Only girl in the family was my aunt Lillian Kindrick,the Kimble County beauty who died in a one-car rollover with Coke Stevenson’s attorney brother Bascomb Stevenson at the wheel.
Bascomb Stevenson and Lillian Kindrick were engaged to be married when she died in the wreck. Of the two attorney brothers, Bascomb and Coke, it was Bascomb who was always considered the biggest brain. He was also the heaviest drinker and many said he was probably drunk when Lillian died. Bascomb was unhurt in the wreck.
My mom, Bernice Kindrick, was a Chenault. The Chenault and Kindrick kids all attended school in Junction.

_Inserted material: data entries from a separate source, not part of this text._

PR #866, opened 2022-11-17
Upate gradle files to reflect current app templates.

jfgoog:
settings.gradle:
* Add pluginManagement and dependencyResolutionManagement stanzas.

build.gradle:
* Remove declaration of repositories and dependencies, since this goes in settings.gradle
* Use Kotlin version 1.7.10
* Use AGP version 7.3.0

app/build.gradle:
* Use `plugins { id 'foo' }` instead `apply plugin: 'foo'`
* Compile all samples with the latest version of the SDK (33) and NDK (25.1.8937393).
* Remove kotlin-android-extensions

Furthermore:
* In CI build script, make detection of debug mode work on MacOS.
* Uncomment webp in CI build script.
* Add missing projects to CI build script (display-p3, hello-oboe, native-midi, prefab/prefab-dependency)
* Update gradle version to 7.4
* Update hello-oboe and prefab-dependency to use view binding.
* Update native-midi to eliminate compiler warning.

### DIFF
--- a/native-midi/app/src/main/cpp/AppMidiManager.cpp
+++ b/native-midi/app/src/main/cpp/AppMidiManager.cpp
@@ -148,13 +148,12 @@ extern "C" {
 void Java_com_example_nativemidi_AppMidiManager_startReadingMidi(
         JNIEnv* env, jobject, jobject midiDeviceObj, jint portNumber) {
 
-    media_status_t status;
-    status = AMidiDevice_fromJava(env, midiDeviceObj, &sNativeReceiveDevice);
+    AMidiDevice_fromJava(env, midiDeviceObj, &sNativeReceiveDevice);
     // int32_t deviceType = AMidiDevice_getType(sNativeReceiveDevice);
     // ssize_t numPorts = AMidiDevice_getNumOutputPorts(sNativeReceiveDevice);
 
     AMidiOutputPort *outputPort;
-    status = AMidiOutputPort_open(sNativeReceiveDevice, portNumber, &outputPort);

So here we are, the maxillofacial oral surgeon and professor who has spent his life dipping snuff and putting broken faces back together, and his outlaw journalist cousin who hasn’t worn a set of handcuffs (or used alcohol or dope) since October 16, 1989.
My plan is to keep on writing, starting with an online presence which may be a continuation of the Action Magazine website, and only God knows what else. I guess old chicken snakes are hard to kill.
I asked Roy if he is still dipping Copenhaagen snuff. I feared that he would crush me with some sort of pussified capitulation speech about how he has reconsidered and repented of his evil habit since publication of his book on safely using smokeless tobacco.
My fears were unfounded and I knew all was well when Dr. Kindrick emailed me his answer:
“I use General Snus pouches. It is imported from Sweden. Read about it at generalsnus.com. It is sun cured rather than smoke cured (less carcinogens). My favorite is the General Snus White.”
Then the doctor wound it up:
“Anything enjoyable seems to carry risks. I probably should lie and say I am not a user. Don’t let me be a bad influence. How did you know? You are amazing.”
When I went to the General Snus website the big bold warning was atypical: This product can cause gum disease and tooth loss!
Doctor Roy wouldn’t give a bear the road. I know that he will find plenty to do and that both of us will be okay. Retirement is just a word and years are only numbers.